Herd prevalence and risk factors of Leptospira infection in beef cow/calf operations in the United States
Leptospira borgpetersenii Serovar Hardjo
Keywords:bovine, beef, hardjo-bovis, leptospirosis, antibodies, bacterial diseases, beef cows, calves, cows, disease prevalence, epidemiology, infections, risk factors, serovars
The herd prevalence of Leptospira borgpetersenii serovar hardjo infection and associated risk factors were determined for beef cow/calf operations in California, Florida, Mississippi, Missouri, South Dakota and Texas, USA. Three veterinary practitioners randomly selected in each state completed a questionnaire on herd management practices, and collected blood and urine from 10 to 15 cows in four randomly selected herds. Serum samples were tested for antibodies against Leptospira borgpetersenii serovars grippotyphosa, hardjo, icterohaemorrhagiae and pomona using the microscopic agglutination test.
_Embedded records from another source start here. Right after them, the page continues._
PR #1175, opened 2020-10-08
strip \r from text before comparing in tests

vinceholt:
### Change description ###
Strip \r within testcode for both expected and actual output, in order for tests to run successfully on Windows as well as Linux/Mac os.

```
[ ] Yes
[ x] No
```


vinceholt:
Was actually down to local git config automatically converting LFs (\n) to CRLFs (\r\n). Fixed by attending local config.

PR #1189, opened 2020-10-21
DTSPB-633: corrected xls and code to accept selected paper form value

sanjayparekh-hmcts:
corrected xls and code to accept selected paper form value


src/main/java/uk/gov/hmcts/probate/transformer/CallbackResponseTransformer.java
```diff
@@ -469,7 +469,6 @@ private boolean doTransform(CallbackRequest callbackRequest) {
     public CallbackResponse paperForm(CallbackRequest callbackRequest) {
 
         ResponseCaseDataBuilder responseCaseDataBuilder = getResponseCaseData(callbackRequest.getCaseDetails(), false);
-        responseCaseDataBuilder.paperForm(ANSWER_YES);
```
KleoG, line 472: Is paper form mandatory? doesn't it need to be assigned a value?

sanjayparekh-hmcts: i removed that line because we NOW want to take the value chosen by the user

KleoG (approved):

Urine sediments were stained with a non-serovar specific fluorescein-labeled anti-Leptospira antibody conjugate. Herd infection with L. borgpetersenii serovar hardjo was inferred if one or more cows had leptospires in their urine accompanied by either high antibody titres to the organism, or low titres to it and low titres against L. borgpetersenii serovars grippotyphosa, icterohaemorrhagiae and pomona. 28 (42%) of the 67 herds had results compatible with infection with L. borgpetersenii serovar hardjo. Herds in South Dakota had a significantly lower prevalence than herds in other states (P=0.01). A greater likelihood of infection with L. borgpetersenii serovar hardjo was found in herds with higher mean annual temperatures (P=0.02) and longer breeding seasons (P=0.02). It is recommended that altering risk factors that predispose herds to infection, such as shortening length of breeding season will increase the effectiveness of programmes to control this disease.